Parmi ces fugitifs nazis, on peut citer, parmi les plus connus, Josef Mengele (mort en 1979), Barbie (qui travailla pour la dictature bolivienne avant d'être rattrapé par la justice française), Eichmann (jugé à Jerusalem), Alois Brunner, Aribert Heim (recherché jusqu'à sa mort en 1992 au Caire (Égypte)[15]), le commandant de Treblinka Franz Stangl, l'aviateur letton Herberts Cukurs (exécuté par le Mossad), le botaniste SS Heinz Brücher (devenu professeur en Argentine), etc. Seule une partie de ces fugitifs ont été rattrapés par la justice.

Enfin, une partie, certes marginale, des anciens nazis, réussit à dissimuler son passé et à obtenir des postes politiques plus ou moins importants après la guerre. Ceci a souvent suscité des scandales et leur démission quand leur fonction pendant le nazisme fut révélée. On peut ainsi citer :

Kurt Waldheim, secrétaire général des Nations unies et président fédéral de l'Autriche de 1986 à 1992, est sans doute l'ex-nazi ayant eu les fonctions les plus importantes après-guerre. Waldheim, qui avait été inscrit comme suspect sur la liste de l'UNWCS[16], était membre de la SA et fut Oberleutnant de la Wehrmacht sur le front de l'Est, et on s'intéressa beaucoup à son rôle lors de la bataille de Kozara (Bosnie), dans la 714e division d'infanterie dirigée par le général Friedrich Stahl (de). Bien que l'unité militaire dont il fit partie se fût rendue coupable d'exactions nombreuses, aucune preuve ne l'impliquant directement dans des crimes de guerre n'a pu cependant être fournie[16]. Le département de la Justice des États-Unis refusa toutefois en 1987 de le laisser entrer sur le territoire national, en affirmant qu'il avait pris part à la déportation, au mauvais traitement et à l'exécution de civils et de soldats alliés durant la guerre[16].

Le cas d'Hanns Martin Schleyer, Untersturmführer-SS puis représentant du patronat allemand est à part[Quoi ?], dans la mesure où il fut assassiné par la RAF en 1977.
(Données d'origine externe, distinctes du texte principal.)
PR #1753, opened 2021-07-21
removed return unreachables added fromPublicKey and more

HansWestman74:
This pull request 

- removes incorrect code that causes errors when upgrading to the latest AssemblyScript compiler. Specifically, AssemblyScript does not have a never return type like Rust and TypeScript. For this reason the latest asc compiler gets confused with code like

       return <T>unreachable().
       
- adds missing function  fromPublicKey needed for the AssemblyScript implementation of the keys-manager.
- declares and makes use of casper-blake2b in externals.ts

**bytesrepr.ts**
let bytes = bytes.subarray(currentPos); --> bytes = bytes.subarray(currentPos);
return <T>unreachable(); ---> unreachable();

**index.ts**
replaced all  return <T>unreachable() with unreachable()
getNamedArgSize(name: String) ---> getNamedArgSize(name: string)
Replaced all U32 with u32 in getNamedArgSize

**key.ts**
replaced all  return <T>unreachable() ---> unreachable()
fixed ending of Key.toBytes so that the compiler is happy with the return type
Implemented   fromPublicKey(publicKey:PublicKey) : AccountHash  in AccountHash class.

**public_key.ts**
Implemented getRawBytes and getAlgorithmName in PublicKey class

**purse.ts** 
replaced all  return <T>unreachable() ---> unreachable()

**externals.ts**
added declaration of casper_blake2b function used in implemented fromPublicKey function

### DIFF
--- a/smart_contracts/contract_as/assembly/key.ts
+++ b/smart_contracts/contract_as/assembly/key.ts
@@ -4,7 +4,7 @@ import {UREF_SERIALIZED_LENGTH} from "./constants";
 import {URef} from "./uref";
 import {CLValue} from "./clvalue";
 import {Error, ErrorCode} from "./error";
-import {checkTypedArrayEqual, typedToArray,encodeUTF8} from "./utils";
+import {checkTypedArrayEqual, typedToArray, encodeUTF8} from "./utils";
 import {Ref} from "./ref";
 import {Result, Error as BytesreprError} from "./bytesrepr";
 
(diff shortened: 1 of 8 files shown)


smart_contracts/contract_as/assembly/key.ts
```diff
@@ -4,10 +4,12 @@ import {UREF_SERIALIZED_LENGTH} from "./constants";
 import {URef} from "./uref";
 import {CLValue} from "./clvalue";
 import {Error, ErrorCode} from "./error";
-import {checkTypedArrayEqual, typedToArray} from "./utils";
+import {checkTypedArrayEqual, typedToArray,encodeUTF8} from "./utils";
```
mpapierski:
```suggestion
import {checkTypedArrayEqual, typedToArray, encodeUTF8} from "./utils";
```

mpapierski (approved):
I'd suggest consistent formatting in the rest of new code but other than that 👍

Fraser999 (approved):
LGTM

HansWestman74:
bors merge

PR #1757, opened 2021-07-22
GOV-35: Do not synchronize the linear chain immediately after an upgrade.

goral09:
This PR adds a logic that detects whether the current node instance is running immediately after an upgrade and if that's the case – won't perform any linear chain synchronization.

### DIFF
--- a/node/src/components/chainspec_loader.rs
+++ b/node/src/components/chainspec_loader.rs
@@ -305,7 +305,7 @@ impl ChainspecLoader {
     }
 
     /// Returns whether the current node instance is started immediately after an upgrade –
-    /// i.e. whether the last/highest block stored is a block that trigerred the upgrade.
+    /// i.e. whether the last/highest block stored is a block that triggerred the upgrade.
     pub(crate) fn after_upgrade(&self) -> bool {
         self.after_upgrade
     }
--- a/node/src/components/chainspec_loader.rs
+++ b/node/src/components/chainspec_loader.rs
@@ -176,6 +176,7 @@ pub struct ChainspecLoader {
     initial_state_root_hash: Digest,
     next_upgrade: Option<NextUpgrade>,
     initial_block: Option<Block>,
+    after_upgrade: bool,
 }
 
 impl ChainspecLoader {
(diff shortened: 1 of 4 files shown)


node/src/components/chainspec_loader.rs
```diff
@@ -301,6 +304,12 @@ impl ChainspecLoader {
         self.reactor_exit
     }
 
+    /// Returns whether the current node instance is started immediately after an upgrade –
+    /// i.e. whether the last/highest block stored is a block that trigerred the upgrade.
```
afck:
```suggestion
    /// i.e. whether the last/highest block stored is a block that triggered the upgrade.
```

node/src/types/chainspec/network_config.rs
```diff
@@ -25,23 +21,6 @@ pub struct NetworkConfig {
     pub(crate) accounts_config: AccountsConfig,
 }
 
-impl NetworkConfig {
-    /// Returns a vector of chainspec validators' public key and their stake.
-    pub fn chainspec_validator_stakes(&self) -> Vec<(PublicKey, Motes)> {
```
afck, line 30: This will actually be used by fast sync again, so we might as well keep it to avoid more merge conflicts.

afck (approved):

node/src/types/chainspec/network_config.rs
goral09: I would say that it's not the reason to keep an unused code around but I know this will be the cause of a lot of tension so I will bring it back.

node/src/components/chainspec_loader.rs
goral09: Fixed in [`b1f152a` (#1757)](https://github.com/casper-network/casper-node/pull/1757/commits/b1f152a9a6db463faf34ae4b3804b004a8a9f017)

node/src/types/chainspec/network_config.rs
goral09: Should be brought back in [`4307d72` (#1757)](https://github.com/casper-network/casper-node/pull/1757/commits/4307d726c27c8a225fe43d21d577450912a9e229)

EdHastingsCasperAssociation (approved):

En Allemagne de l'Est modifier

L'historien Henry Leide estime qu'il y aurait eu 1,5 million d'anciens membres du parti nazi résidant en RDA[17]. Dès 1946, le Parti socialiste unifié d'Allemagne (SED) accepte l’adhésion d'anciens membres du NSDAP, qui comprenait 8,5 millions d'adhérents en 1945. En 1947, il est proclamé qu'ils devaient être traités comme « des citoyens au même titre » que les autres. En 1951, le SED compte 174 928 anciens membres du parti nazi ou anciens officiers de la Wehrmacht[18]. En 1954, 32,2 % des employés des administrations publiques et 27 % des adhérents du SED étaient d'anciens membres du parti nazi[19],[20]. Cette situation peut s'expliquer par le fait qu'ils soient tous deux des partis de masse. Par ailleurs, les anciens adhérents du Parti nazi qui n'avaient pas été impliqués dans la politique de répression du régime se sont plus généralement retrouvés dans la petite formation du Parti national-démocrate d'Allemagne (NDPD)[21],[22]. Cependant, en 1961 la part des anciens membres du NSDAP parmi les cadres supérieurs des administrations est inférieure à 10 % en RDA, contre 67 % en RFA[23].

La Stasi a contraint plusieurs anciens SS à rejoindre ses rangs en tant qu'informateurs sous la menace d'être livrés à la justice est-allemande. Après la fondation du régime de la RDA en 1949, 739 criminels nazis ont été condamnés, et une vingtaine ont été jugés pour des actes criminels commis dans les camps de concentration. La RDA entretenait l'idée fausse que tous les criminels nazis avait été jugés dès les années d'après-guerre ou avaient fui à l'Ouest[18]. Pourtant, tous les anciens nazis n'ont pas été jugés en zone soviétique. Effectuer des tâches spéciales pour le gouvernement pouvait protéger les membres nazis des poursuites, leur permettant de continuer à travailler[24]. Posséder des liens particuliers avec les occupants permettait d'avoir quelqu'un pour se porter garant d'eux, et une telle situation pouvait également protéger une personne des lois de dénazification[25]. En particulier, les districts de Gera, Erfurt et Suhl avaient un grand nombre d'anciens membres du parti nazi[26].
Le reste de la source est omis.